BEGIN DATA TO EXAMINE
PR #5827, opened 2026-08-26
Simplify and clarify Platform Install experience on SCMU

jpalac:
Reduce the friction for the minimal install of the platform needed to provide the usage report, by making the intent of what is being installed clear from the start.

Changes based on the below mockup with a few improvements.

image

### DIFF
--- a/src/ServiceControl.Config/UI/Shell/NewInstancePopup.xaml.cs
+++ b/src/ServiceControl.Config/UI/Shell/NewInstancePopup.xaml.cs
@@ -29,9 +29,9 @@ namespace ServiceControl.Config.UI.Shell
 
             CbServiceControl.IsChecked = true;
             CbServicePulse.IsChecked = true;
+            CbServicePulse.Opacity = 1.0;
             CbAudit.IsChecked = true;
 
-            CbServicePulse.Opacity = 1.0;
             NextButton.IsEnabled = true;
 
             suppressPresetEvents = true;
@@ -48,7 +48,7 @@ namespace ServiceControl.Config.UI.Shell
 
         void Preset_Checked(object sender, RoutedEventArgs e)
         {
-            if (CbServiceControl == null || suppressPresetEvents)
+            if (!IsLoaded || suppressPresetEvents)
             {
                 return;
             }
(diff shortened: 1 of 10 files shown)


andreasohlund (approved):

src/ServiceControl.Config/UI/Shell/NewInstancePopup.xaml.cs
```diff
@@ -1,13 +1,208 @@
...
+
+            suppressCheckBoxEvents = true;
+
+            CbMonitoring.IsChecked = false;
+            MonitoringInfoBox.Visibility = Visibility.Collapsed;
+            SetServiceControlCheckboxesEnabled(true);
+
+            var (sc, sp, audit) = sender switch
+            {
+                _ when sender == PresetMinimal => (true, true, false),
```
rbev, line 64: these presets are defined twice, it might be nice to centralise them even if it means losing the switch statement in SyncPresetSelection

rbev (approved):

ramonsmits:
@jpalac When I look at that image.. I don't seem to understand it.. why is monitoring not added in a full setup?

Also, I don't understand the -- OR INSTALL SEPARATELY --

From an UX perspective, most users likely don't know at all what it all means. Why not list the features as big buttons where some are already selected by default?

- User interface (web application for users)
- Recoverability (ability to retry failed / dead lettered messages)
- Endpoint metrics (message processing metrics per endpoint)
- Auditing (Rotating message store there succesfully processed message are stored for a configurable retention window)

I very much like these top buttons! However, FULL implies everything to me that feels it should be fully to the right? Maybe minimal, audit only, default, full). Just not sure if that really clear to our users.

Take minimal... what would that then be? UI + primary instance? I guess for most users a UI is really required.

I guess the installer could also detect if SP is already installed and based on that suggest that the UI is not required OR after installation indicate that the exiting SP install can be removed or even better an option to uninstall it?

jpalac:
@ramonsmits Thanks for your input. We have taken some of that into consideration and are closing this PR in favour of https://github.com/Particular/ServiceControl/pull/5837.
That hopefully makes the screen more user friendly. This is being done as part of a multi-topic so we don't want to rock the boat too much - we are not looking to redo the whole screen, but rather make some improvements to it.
END DATA TO EXAMINE
BEGIN DATA TO EXAMINE
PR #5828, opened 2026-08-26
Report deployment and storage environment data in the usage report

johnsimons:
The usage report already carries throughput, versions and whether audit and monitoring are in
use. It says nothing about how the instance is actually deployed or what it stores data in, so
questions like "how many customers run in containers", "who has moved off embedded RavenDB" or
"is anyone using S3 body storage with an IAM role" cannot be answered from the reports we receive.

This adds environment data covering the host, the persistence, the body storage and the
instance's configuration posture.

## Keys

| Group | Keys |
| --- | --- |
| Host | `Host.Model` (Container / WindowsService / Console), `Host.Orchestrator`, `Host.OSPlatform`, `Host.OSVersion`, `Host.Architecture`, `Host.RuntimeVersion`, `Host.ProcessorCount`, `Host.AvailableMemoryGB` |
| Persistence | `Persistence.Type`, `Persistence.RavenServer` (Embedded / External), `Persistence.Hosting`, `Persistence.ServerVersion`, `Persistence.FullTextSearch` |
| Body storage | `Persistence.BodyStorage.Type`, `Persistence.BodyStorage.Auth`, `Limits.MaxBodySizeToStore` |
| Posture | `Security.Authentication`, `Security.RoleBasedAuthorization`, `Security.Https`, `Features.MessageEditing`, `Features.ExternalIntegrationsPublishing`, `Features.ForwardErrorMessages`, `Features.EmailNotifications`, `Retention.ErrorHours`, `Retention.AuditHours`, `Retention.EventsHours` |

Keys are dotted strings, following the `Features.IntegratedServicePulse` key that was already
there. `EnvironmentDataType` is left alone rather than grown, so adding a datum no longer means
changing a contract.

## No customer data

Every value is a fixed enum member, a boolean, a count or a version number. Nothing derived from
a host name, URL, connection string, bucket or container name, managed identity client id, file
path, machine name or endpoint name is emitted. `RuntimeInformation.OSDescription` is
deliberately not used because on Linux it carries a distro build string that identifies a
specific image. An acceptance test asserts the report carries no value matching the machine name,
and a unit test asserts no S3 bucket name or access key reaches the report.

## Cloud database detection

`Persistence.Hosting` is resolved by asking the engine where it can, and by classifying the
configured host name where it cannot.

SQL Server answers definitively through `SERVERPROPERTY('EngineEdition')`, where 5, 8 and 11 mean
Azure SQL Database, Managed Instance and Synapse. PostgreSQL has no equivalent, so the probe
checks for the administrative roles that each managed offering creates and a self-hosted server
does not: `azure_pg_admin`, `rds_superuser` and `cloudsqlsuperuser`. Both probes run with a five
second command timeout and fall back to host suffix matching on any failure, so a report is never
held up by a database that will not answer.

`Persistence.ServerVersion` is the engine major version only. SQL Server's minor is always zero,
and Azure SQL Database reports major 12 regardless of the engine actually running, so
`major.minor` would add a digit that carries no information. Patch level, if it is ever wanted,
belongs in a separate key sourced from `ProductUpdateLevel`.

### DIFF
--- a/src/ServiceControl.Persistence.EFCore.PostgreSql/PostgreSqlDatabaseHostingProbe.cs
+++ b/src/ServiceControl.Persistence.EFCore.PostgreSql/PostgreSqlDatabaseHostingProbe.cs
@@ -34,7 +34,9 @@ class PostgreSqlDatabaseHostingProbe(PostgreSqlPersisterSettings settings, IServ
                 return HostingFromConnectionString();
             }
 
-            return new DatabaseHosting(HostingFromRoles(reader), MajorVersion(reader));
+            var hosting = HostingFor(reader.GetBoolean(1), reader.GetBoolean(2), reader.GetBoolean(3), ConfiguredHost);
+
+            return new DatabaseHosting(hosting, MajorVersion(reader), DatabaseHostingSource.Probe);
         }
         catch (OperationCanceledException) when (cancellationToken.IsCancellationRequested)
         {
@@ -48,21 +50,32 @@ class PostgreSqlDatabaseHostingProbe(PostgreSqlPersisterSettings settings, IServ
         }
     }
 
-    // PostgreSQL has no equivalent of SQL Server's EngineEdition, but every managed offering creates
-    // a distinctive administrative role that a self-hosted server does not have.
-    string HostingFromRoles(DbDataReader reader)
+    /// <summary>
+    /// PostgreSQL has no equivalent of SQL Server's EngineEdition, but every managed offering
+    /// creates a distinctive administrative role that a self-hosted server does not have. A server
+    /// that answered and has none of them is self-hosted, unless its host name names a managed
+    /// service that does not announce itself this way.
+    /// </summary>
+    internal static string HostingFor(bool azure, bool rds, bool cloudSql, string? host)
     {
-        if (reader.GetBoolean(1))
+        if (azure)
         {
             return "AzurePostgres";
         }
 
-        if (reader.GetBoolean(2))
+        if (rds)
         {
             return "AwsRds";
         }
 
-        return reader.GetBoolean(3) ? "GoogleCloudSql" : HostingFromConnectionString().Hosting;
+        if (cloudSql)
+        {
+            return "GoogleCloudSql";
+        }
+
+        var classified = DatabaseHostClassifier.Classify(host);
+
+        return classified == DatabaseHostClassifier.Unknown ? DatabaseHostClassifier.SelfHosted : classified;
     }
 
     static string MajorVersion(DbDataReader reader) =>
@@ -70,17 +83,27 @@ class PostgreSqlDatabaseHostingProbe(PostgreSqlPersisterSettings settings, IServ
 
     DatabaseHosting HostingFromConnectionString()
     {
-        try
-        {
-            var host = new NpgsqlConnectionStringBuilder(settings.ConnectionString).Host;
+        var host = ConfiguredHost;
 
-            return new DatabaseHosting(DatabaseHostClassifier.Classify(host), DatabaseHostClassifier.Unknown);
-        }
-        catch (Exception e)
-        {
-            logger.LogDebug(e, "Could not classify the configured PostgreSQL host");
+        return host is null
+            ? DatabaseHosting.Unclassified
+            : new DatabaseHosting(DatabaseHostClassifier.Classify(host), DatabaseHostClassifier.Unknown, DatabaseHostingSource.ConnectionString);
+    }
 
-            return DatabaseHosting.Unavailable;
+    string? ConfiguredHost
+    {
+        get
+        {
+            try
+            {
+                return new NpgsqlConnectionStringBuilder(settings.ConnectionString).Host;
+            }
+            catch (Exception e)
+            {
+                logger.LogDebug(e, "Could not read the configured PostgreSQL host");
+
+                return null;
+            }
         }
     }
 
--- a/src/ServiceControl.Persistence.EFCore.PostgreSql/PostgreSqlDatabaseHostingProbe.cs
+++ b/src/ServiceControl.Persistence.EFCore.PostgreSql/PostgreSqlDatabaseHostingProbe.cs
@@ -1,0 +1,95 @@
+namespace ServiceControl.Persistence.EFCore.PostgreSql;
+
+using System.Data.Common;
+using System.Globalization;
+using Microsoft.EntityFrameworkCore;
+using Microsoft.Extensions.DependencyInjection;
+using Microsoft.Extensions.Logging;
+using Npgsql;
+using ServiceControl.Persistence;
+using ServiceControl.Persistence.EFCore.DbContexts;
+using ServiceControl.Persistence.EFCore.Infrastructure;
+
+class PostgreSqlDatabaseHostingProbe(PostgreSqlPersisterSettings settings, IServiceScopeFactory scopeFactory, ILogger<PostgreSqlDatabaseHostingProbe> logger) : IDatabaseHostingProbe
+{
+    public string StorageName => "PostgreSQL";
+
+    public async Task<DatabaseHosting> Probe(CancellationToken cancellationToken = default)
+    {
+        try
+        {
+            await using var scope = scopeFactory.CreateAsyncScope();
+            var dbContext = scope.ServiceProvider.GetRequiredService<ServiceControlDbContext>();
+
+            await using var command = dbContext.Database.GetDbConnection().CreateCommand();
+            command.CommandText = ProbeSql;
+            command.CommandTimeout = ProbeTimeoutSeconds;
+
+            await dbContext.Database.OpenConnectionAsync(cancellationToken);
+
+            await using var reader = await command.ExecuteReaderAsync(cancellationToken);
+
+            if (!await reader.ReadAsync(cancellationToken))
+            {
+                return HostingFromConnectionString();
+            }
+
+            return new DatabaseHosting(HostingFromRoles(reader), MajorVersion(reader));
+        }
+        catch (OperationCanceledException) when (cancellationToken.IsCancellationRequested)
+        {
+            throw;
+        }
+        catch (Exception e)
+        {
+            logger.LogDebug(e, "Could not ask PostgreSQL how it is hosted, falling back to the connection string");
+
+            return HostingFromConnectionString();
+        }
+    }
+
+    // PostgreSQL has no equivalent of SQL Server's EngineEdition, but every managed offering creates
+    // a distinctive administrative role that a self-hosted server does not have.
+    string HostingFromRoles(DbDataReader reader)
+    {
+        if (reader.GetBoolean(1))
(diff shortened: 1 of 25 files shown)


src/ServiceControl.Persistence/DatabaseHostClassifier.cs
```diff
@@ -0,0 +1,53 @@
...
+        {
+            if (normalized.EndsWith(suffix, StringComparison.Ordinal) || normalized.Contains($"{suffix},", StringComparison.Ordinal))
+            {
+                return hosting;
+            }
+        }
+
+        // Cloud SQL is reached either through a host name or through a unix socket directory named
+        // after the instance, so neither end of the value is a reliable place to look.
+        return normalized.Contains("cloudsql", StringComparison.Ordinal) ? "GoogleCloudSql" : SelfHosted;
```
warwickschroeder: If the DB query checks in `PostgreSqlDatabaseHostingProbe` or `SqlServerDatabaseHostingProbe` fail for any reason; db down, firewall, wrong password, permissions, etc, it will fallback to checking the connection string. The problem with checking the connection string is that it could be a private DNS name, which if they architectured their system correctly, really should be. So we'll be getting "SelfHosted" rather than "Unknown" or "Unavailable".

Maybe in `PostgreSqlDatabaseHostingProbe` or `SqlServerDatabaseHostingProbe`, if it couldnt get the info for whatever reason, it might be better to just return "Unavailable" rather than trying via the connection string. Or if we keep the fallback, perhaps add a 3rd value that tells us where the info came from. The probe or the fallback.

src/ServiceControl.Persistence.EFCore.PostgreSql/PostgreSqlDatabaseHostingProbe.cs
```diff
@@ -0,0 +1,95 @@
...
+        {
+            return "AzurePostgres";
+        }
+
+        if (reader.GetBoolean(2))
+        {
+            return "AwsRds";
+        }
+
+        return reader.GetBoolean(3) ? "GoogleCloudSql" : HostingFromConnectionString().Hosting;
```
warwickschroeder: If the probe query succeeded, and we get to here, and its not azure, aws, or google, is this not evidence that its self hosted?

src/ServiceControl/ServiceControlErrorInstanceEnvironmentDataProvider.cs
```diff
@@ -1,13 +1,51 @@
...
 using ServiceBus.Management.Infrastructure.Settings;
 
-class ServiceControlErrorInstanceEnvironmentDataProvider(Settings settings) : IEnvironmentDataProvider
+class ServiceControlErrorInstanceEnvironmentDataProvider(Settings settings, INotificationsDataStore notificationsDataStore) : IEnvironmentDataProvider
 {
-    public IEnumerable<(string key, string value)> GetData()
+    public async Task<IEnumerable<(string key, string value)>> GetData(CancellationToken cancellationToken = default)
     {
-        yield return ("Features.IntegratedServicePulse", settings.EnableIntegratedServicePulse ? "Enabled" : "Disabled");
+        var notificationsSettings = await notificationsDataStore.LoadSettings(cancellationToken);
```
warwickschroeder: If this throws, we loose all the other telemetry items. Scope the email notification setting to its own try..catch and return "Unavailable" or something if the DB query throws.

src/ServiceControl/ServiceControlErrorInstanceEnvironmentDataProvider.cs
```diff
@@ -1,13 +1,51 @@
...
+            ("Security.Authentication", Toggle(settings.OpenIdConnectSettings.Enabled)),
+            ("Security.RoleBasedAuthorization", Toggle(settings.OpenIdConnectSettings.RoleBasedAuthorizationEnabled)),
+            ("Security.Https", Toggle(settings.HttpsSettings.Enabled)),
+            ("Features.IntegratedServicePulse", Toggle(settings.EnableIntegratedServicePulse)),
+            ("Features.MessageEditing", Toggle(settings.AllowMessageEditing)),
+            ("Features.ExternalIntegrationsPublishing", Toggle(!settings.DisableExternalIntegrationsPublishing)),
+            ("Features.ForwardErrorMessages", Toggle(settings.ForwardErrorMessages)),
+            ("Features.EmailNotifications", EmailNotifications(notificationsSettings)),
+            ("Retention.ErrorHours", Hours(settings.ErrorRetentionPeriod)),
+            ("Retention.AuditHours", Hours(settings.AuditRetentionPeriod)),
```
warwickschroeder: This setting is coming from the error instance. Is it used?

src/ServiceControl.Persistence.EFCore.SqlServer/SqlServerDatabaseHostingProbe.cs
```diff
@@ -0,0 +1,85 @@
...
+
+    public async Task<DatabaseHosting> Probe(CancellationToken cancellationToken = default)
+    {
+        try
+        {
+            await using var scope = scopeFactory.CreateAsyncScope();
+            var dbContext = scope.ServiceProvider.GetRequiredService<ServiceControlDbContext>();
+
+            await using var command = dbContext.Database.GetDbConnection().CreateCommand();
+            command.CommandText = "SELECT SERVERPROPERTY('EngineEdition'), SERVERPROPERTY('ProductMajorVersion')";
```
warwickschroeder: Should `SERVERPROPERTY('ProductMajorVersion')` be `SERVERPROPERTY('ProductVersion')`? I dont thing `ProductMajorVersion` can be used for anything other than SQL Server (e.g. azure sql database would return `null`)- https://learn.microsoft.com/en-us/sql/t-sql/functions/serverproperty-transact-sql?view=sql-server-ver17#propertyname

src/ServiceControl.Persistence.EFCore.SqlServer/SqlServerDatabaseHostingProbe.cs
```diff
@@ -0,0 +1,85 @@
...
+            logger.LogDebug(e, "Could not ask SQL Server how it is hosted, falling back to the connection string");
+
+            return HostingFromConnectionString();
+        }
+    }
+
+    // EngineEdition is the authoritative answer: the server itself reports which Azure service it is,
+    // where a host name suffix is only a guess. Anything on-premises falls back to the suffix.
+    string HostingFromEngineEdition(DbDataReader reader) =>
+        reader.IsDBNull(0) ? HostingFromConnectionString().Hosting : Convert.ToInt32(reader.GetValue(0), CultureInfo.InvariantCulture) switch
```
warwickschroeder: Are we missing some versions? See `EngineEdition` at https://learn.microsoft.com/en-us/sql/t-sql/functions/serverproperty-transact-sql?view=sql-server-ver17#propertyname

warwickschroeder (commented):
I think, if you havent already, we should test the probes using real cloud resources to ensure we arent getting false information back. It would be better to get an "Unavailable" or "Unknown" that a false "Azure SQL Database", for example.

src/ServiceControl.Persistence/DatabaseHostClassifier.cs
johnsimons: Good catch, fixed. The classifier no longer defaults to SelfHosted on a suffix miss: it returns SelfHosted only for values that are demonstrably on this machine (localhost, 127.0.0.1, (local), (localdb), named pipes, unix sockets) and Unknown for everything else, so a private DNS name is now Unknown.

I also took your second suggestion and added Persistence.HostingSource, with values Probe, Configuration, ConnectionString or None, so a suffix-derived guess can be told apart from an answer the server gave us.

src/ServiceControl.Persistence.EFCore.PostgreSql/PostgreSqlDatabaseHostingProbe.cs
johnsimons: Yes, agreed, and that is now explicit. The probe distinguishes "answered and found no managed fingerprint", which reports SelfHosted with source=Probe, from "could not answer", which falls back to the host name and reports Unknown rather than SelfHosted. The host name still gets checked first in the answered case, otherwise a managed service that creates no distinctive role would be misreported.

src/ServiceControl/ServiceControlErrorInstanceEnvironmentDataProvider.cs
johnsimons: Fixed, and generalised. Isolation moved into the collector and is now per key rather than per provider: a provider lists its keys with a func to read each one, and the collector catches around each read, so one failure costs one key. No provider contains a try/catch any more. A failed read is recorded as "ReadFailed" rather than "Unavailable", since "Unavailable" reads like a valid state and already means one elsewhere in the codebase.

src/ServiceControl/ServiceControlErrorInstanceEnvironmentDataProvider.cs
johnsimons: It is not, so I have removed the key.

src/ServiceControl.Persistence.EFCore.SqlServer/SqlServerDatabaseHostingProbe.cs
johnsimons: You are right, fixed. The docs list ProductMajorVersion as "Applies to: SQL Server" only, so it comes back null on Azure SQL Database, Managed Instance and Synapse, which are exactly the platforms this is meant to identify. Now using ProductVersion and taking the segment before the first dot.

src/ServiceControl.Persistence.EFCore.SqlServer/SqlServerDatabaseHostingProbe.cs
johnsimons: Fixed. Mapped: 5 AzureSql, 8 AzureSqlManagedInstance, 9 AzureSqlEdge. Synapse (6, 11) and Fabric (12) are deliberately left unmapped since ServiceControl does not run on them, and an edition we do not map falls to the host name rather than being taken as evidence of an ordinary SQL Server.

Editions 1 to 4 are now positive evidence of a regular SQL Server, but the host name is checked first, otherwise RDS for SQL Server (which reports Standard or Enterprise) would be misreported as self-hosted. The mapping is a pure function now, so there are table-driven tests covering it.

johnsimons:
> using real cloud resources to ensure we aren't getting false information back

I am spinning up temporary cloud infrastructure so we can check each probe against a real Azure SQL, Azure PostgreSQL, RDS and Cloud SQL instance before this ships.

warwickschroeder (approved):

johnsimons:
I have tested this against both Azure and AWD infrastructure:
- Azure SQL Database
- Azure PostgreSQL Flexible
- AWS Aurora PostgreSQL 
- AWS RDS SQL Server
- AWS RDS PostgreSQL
END DATA TO EXAMINE
BEGIN DATA TO EXAMINE
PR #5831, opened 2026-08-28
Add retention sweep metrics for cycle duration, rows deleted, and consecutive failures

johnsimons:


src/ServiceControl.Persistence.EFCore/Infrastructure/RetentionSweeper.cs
END DATA TO EXAMINE
Go through the entries and return each line where the word "everything" occurs.

I very much like these top buttons! However, FULL implies everything to me that feels it should be fully to the right? Maybe minimal, audit only, default, full). Just not sure if that really clear to our users.
johnsimons: Good catch, fixed. The classifier no longer defaults to SelfHosted on a suffix miss: it returns SelfHosted only for values that are demonstrably on this machine (localhost, 127.0.0.1, (local), (localdb), named pipes, unix sockets) and Unknown for everything else, so a private DNS name is now Unknown.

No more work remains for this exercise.